▶ **What to do**
Only one stretch of the listing below is wanted. Begin at the line that has "Currently administrators must", stop after the line that has "PR #6571, opened 2026-09-16", and repeat every line in between exactly.

-*-*-

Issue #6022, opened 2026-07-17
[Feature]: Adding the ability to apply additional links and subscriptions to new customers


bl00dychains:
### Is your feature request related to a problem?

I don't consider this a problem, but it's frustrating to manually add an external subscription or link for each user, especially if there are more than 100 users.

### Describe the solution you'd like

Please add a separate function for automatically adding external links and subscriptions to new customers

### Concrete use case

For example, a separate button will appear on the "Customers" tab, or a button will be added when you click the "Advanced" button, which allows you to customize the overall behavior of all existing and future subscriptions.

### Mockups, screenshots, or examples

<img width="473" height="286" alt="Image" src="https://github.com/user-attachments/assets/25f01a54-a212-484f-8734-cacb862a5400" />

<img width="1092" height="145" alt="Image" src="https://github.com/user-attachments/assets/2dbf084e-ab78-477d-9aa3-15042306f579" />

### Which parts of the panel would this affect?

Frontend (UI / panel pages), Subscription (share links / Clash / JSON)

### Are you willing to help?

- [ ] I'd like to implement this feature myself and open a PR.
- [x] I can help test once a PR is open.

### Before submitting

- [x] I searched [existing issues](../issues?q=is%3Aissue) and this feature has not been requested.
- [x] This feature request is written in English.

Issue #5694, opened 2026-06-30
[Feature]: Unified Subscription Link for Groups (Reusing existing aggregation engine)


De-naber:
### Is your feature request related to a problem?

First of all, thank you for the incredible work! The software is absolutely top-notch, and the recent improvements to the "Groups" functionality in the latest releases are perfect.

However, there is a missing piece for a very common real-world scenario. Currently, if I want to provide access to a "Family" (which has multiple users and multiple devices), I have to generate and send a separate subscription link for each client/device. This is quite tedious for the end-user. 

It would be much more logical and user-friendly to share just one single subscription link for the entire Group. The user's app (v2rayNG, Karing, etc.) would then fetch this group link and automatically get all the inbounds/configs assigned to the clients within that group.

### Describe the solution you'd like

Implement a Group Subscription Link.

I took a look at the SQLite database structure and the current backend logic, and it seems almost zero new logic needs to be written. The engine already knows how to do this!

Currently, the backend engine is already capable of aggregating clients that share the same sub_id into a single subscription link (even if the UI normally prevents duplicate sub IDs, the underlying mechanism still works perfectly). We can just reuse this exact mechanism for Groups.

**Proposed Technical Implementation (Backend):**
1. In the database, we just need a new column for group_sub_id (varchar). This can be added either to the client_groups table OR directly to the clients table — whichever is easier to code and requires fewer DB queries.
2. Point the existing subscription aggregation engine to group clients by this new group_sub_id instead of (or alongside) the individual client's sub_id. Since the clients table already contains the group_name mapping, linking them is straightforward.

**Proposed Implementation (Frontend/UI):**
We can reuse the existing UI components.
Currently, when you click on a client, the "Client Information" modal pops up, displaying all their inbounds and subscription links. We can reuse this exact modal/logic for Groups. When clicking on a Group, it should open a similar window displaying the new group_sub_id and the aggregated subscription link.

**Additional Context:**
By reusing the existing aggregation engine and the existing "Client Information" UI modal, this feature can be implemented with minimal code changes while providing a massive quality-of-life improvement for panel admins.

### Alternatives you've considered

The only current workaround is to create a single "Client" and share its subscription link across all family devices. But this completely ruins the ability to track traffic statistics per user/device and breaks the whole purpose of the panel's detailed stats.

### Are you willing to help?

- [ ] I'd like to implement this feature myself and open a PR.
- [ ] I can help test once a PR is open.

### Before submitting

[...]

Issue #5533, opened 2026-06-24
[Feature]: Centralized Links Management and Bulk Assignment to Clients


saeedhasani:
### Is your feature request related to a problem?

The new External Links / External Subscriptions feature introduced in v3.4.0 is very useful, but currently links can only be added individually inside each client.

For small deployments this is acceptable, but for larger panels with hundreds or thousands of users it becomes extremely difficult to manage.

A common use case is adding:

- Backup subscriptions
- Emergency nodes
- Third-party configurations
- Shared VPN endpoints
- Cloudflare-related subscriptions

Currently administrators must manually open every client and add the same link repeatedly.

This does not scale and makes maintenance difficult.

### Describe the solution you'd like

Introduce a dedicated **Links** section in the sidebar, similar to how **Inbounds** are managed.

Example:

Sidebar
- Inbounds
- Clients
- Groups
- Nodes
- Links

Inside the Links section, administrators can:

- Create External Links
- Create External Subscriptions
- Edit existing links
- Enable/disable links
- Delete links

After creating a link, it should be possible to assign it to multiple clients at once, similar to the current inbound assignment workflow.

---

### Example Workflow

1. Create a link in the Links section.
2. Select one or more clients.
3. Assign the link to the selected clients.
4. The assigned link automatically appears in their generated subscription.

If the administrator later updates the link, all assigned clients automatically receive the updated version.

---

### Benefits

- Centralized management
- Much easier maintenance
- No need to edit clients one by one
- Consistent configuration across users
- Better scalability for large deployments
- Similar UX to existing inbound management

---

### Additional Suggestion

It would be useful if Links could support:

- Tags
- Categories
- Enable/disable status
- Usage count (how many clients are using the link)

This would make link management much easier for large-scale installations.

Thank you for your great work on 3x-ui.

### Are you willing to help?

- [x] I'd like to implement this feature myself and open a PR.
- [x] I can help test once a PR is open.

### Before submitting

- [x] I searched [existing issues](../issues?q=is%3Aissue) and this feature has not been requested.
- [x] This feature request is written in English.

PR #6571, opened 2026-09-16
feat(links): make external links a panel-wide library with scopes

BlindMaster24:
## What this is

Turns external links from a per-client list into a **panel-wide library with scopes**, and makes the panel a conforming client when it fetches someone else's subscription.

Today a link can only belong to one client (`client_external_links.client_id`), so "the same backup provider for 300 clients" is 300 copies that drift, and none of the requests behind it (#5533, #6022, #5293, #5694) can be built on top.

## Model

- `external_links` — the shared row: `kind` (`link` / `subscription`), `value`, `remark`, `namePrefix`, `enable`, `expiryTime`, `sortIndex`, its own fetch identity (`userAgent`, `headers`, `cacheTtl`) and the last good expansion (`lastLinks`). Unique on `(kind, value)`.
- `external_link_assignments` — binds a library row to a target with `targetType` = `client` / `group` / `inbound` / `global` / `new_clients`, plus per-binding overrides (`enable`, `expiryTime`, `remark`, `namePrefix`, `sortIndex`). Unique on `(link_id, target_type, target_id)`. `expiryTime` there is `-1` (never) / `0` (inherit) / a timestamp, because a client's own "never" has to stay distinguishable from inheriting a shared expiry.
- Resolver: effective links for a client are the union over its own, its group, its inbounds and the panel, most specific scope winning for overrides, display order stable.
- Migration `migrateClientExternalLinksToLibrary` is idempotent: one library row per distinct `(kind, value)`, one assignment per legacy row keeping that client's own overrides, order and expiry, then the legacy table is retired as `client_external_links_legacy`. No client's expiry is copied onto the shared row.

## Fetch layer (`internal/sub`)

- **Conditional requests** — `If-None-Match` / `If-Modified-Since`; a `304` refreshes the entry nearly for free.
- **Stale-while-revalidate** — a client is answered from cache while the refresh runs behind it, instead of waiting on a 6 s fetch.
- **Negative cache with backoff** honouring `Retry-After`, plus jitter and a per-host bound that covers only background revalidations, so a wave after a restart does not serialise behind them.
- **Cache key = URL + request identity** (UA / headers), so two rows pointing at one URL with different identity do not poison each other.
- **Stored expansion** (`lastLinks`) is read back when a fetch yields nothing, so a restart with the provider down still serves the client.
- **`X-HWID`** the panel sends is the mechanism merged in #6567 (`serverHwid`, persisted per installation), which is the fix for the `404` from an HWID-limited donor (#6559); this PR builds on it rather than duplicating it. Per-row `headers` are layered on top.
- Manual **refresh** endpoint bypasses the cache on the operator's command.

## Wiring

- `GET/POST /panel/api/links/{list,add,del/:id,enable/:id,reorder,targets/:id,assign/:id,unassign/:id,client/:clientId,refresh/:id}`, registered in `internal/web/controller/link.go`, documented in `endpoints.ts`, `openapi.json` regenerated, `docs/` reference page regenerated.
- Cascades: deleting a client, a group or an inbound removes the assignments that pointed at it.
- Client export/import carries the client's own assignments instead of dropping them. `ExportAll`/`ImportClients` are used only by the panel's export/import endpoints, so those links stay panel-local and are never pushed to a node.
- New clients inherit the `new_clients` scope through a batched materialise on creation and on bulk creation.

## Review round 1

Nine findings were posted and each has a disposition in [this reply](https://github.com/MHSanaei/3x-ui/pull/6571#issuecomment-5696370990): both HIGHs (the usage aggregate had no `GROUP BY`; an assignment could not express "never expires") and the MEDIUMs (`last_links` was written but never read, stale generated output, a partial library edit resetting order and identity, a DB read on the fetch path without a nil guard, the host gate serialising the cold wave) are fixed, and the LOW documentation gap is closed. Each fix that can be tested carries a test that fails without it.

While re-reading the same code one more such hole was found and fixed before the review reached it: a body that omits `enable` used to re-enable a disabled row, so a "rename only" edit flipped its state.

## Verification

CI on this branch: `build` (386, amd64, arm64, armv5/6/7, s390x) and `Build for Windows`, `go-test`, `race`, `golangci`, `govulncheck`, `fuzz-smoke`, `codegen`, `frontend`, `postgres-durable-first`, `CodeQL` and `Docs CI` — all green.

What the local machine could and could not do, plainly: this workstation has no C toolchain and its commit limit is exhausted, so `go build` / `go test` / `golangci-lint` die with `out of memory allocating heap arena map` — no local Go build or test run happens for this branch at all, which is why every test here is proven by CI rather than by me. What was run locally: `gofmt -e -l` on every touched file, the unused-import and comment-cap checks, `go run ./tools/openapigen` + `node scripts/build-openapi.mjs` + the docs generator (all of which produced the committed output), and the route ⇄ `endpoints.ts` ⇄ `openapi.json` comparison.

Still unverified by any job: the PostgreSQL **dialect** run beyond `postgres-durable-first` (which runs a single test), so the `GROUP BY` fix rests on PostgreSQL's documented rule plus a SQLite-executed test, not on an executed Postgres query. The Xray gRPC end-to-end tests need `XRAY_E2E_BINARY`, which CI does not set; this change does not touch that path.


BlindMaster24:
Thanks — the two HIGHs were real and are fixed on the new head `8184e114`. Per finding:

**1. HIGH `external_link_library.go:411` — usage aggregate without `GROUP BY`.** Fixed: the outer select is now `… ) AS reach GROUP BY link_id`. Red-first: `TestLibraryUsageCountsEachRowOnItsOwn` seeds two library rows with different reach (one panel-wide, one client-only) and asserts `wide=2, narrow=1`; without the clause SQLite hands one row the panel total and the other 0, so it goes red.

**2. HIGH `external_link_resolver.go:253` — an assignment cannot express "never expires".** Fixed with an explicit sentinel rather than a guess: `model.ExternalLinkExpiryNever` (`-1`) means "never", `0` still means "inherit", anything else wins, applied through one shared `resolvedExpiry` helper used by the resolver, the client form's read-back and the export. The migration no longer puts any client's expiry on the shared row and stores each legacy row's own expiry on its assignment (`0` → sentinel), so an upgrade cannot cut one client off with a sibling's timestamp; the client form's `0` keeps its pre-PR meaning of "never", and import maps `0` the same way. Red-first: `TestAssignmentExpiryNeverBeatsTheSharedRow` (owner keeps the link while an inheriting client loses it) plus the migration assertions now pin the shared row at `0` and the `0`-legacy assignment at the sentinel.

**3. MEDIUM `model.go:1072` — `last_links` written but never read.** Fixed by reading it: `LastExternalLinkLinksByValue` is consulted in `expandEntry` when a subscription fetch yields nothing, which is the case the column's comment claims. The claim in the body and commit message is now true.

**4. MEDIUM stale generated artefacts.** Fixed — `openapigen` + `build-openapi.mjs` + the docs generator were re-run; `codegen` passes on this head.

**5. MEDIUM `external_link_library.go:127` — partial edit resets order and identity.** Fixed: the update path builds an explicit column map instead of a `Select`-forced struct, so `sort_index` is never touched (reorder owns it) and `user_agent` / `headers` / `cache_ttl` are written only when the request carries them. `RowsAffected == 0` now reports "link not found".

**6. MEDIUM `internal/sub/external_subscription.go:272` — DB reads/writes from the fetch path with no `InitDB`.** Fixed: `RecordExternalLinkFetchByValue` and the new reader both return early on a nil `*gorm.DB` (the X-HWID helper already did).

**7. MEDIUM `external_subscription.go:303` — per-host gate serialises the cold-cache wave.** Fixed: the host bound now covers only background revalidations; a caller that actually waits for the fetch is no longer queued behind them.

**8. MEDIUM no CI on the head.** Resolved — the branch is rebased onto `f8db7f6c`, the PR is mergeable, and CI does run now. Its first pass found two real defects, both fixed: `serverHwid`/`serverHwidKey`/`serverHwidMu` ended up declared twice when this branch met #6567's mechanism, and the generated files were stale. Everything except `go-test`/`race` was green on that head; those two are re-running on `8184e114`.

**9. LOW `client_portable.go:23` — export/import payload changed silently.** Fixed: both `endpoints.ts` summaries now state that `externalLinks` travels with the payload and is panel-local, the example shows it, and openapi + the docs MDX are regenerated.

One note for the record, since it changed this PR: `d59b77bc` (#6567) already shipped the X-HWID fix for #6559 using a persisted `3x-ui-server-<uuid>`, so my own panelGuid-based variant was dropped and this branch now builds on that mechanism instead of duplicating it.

-*-*-

▶ **Response to this task**
Currently administrators must manually open every client and add the same link repeatedly.

This does not scale and makes maintenance difficult.

### Describe the solution you'd like

Introduce a dedicated **Links** section in the sidebar, similar to how **Inbounds** are managed.

Example:

Sidebar
- Inbounds
- Clients
- Groups
- Nodes
- Links

Inside the Links section, administrators can:

- Create External Links
- Create External Subscriptions
- Edit existing links
- Enable/disable links
- Delete links

After creating a link, it should be possible to assign it to multiple clients at once, similar to the current inbound assignment workflow.

---

### Example Workflow

1. Create a link in the Links section.
2. Select one or more clients.
3. Assign the link to the selected clients.
4. The assigned link automatically appears in their generated subscription.

If the administrator later updates the link, all assigned clients automatically receive the updated version.

---

### Benefits

- Centralized management
- Much easier maintenance
- No need to edit clients one by one
- Consistent configuration across users
- Better scalability for large deployments
- Similar UX to existing inbound management

---

### Additional Suggestion

It would be useful if Links could support:

- Tags
- Categories
- Enable/disable status
- Usage count (how many clients are using the link)

This would make link management much easier for large-scale installations.

Thank you for your great work on 3x-ui.

### Are you willing to help?

- [x] I'd like to implement this feature myself and open a PR.
- [x] I can help test once a PR is open.

### Before submitting

- [x] I searched [existing issues](../issues?q=is%3Aissue) and this feature has not been requested.
- [x] This feature request is written in English.

PR #6571, opened 2026-09-16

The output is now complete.